Sunday, March 11, 2007

On matters entirely unrelated to the topic of this blog ...

First, thank goodness for the early reappearance of daylight savings time. I go crazy in the early darkness all about.

Second, I haven't been practicing my cello very much at all in the last six months. Nonetheless, I am gradually reaching the end of Bach's flute partita in A minor, BWV No. 1013, transcribed for cello in D minor - lovely piece - I don't play it very well, but I think it is time to move on. Question is, move on to what? I would like to play the Vivaldi two cello concerto thing in Renee's Suzuki book - nice piece - but alas, the kid is not wild about playing with Daddy. My view, for what's it's worth, is what was the point of raising her with music lessons if she won't play music with me? On the electric cello frontier, I still need to finish transcribing Santana's La samba pa ti, so I can finish learning it. But what new in the classical field?
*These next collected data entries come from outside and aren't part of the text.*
PR #95, opened 2019-03-01
Add Reed--Muller decoding function for VFAT3 ChipID

jsturdy:
## Description
Adds function `uint16_t decodeChipID(uint32_t encChipID)` to decode Reed--Muller encoded chip IDs

### Types of changes

## Motivation and Context
Necessary to decode the Reed--Muller encoded VFAT3 chip IDs

## How Has This Been Tested?
* ~Hasn't been tested with hardware, due to previous lack of compatible hybrids.~
  * Tested on 4 new hybrids, performs as expected
* Encoding and decoding has been tested with command line function.

### DIFF
--- a/src/vfat3.cpp
+++ b/src/vfat3.cpp
@@ -545,30 +545,18 @@ void statusVFAT3s(const RPCMsg *request, RPCMsg *response) {
 uint16_t decodeChipID(uint32_t encChipID)
 {
   // can the generator be static to limit creation/destruction of resources?
-  // convert to c++ new[]/delete[] ?
-  // convert to c++ smart ponters?
-  static int *encoded = 0;
-  static int *decoded = 0;
-  // static std::shared_ptr<int> encoded = 0;
-  // static std::shared_ptr<int> decoded = 0;
   static reedmuller rm = 0;
+  static std::unique_ptr<int[]> encoded = nullptr;
+  static std::unique_ptr<int[]> decoded = nullptr;
 
   if ((!(rm = reedmuller_init(2, 5)))
-      // || (!(encoded = (int*) calloc(rm->n, sizeof(int))))
-      // || (!(decoded = (int*) calloc(rm->k, sizeof(int))))) {
-      || (!(encoded = new int[rm->n]))
-      || (!(decoded = new int[rm->k]))
-      // || (!(encoded = std::make_shared<int[]>(rm->n)))
-      // || (!(decoded = std::make_shared<int[]>(rm->k)))
+      || (!(encoded = std::make_unique<int[]>(rm->n)))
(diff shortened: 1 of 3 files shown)


src/vfat3.cpp
```diff
@@ -539,6 +542,90 @@ void statusVFAT3s(const RPCMsg *request, RPCMsg *response) {
     rtxn.abort();
 }
 
+uint16_t decodeChipID(uint32_t encChipID)
```
mexanick, line 545: While I understand the intention of returning a smaller data type, the standard data word size in the `RPCSvc` is 32 bit. I would then operate `uint32_t` throughout.

src/vfat3.cpp
```diff
@@ -539,6 +542,90 @@ void statusVFAT3s(const RPCMsg *request, RPCMsg *response) {
...
+{
+  // can the generator be static to limit creation/destruction of resources?
+  // convert to c++ new[]/delete[] ?
+  // convert to c++ smart ponters?
+  static int *encoded = 0;
+  static int *decoded = 0;
+  // static std::shared_ptr<int> encoded = 0;
```
mexanick: Consider removing commented out lines as not needed.

mexanick (changes requested):
Few minor comments to address. Additionally, I think it might be useful to have the `warning` or `debug` log issued upon bit-flip encountered, if possible. (not sure whether it can/should be accomplished in this method...

src/vfat3.cpp
jsturdy: This function is local only, and it is expected that the thing actually using it will put the data in the appropriate return type for any RPC message.

mexanick: I see your point, but my personal preference would be to return `uint32_t` to avoid confusions and possible errors in the code which uses this function. However it is up to you whether to address this comment or not. I should note that in case of using it in multiple instance of other methods, the conversion will have to be performed in multiple places which is code dups and not the best coding practice...

src/vfat3.cpp
jsturdy: Fixed by enabling `std=c++14` in the Zynq mfDefs, and using `unique_ptr`

jsturdy:
> not sure whether it can/should be accomplished in this method...

This method will throw if 4 bit flips have occurred, fewer than that, and it simply corrects, more than that and it may throw or not, the algorithm is not guaranteed for more than 4.
It can not alert that fewer than 4 bit flips have occurred, and we probably don't care.

Again, it is expected that the function actually calling this decoder will handle the errors and emit them as desired.

jsturdy:
Rebased and ready for sign-off @bdorney @mexanick

mexanick (approved):
I approuve, but the users/developers should beware of 16bit return of `decodeChipID` method

PR #96, opened 2019-03-01
[chore] Fix warnings about signed vs. unsigned comparisons

jsturdy:
## Description
Clean up bad code leading to compiler warnings.

### Types of changes
- [x] Cleanup (non-breaking change which fixes an warning)

### DIFF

Third, after thinking it over carefully, I've decided that if I could play any instrument really well - apart from the cello, that is - it would be the pedal steel guitar. I don't think any instrument comes quite as close to the lyricism and timbre of the human voice. My impression talking with musicians is that it is a very difficult instrument to play well. But I sure do love it.

Fourth, said daughter has a big decision to make, whether to leave her current school, NCS, and go over to Sidwell, where she was just accepted. Tempted as I am to just tell her she's going and that's that - she's only fourteen and in 8th grade, for heaven's sake, and my wife and I know to our bones that she would be fantastically happier and at least as well educated - we've told her it's her decision. I'm holding my breath and hoping she does it.

Fifth, next week is my spring break week. It is a law of nature that my spring break never coincides with my wife and daughter's. So next week is a big writing week for me - I have to get the short UN book ms. redo heavily underway and revise the short Fordham piece and write the long pending stuff for the TLS and also make sure I'm prepared with my upcoming talks at Bard College and Wayne State University Law School. At the same time, I have important administrative stuff to do at school - turn in a proposal to start up a mini program on nonprofit law at my law school - and with the Media Development Loan Fund, getting ready for the April board meeting in New York.

Sixth, after I get back from break, I want to get my research assistants geared up to help me revise my course materials for my basic classes. I've decided I need to shift the focus in my corporate finance class - less emphasis on stuff that was covered in business associations, such as equity, and much more focus on bonds and debentures, as well as much more focus on derivatives. I don't plan to introduce any real quantitative stuff into the course - I used to do that, years ago, made the class all buy a particular calculator, did present value, etc., but with 90 students in very different "math places," it was a disaster year after year. The students who already knew it were bored and wrote notes in student evaluations about how much of their tuition dollars you wasted, and the ones who didn't didn't manage to learn it and wrote notes about the inverse. You need a four or five day a week class with small sections and homework each day, not a law school class. My colleague at WCL, Jonathan Baker, has started teaching a quantitative methods class that covers both litigation issues such as statistical use of evidence and basic finance stuff, and I push students over to him - the class is new but my students love it. But I do think you can study derivatives from a legal/finance standpoint as precisely what they are (and the folks at Long Term Capital forgot) - contracts. You can still do a lot with derivatives just dealing with forwards/futures, options, swaps, and securitization, just looking at their contractual characteristics and their marketplace uses. So I want to rework some of that material, also add more explanatory material to my IBT class, which mostly consists of basic contractual transactions.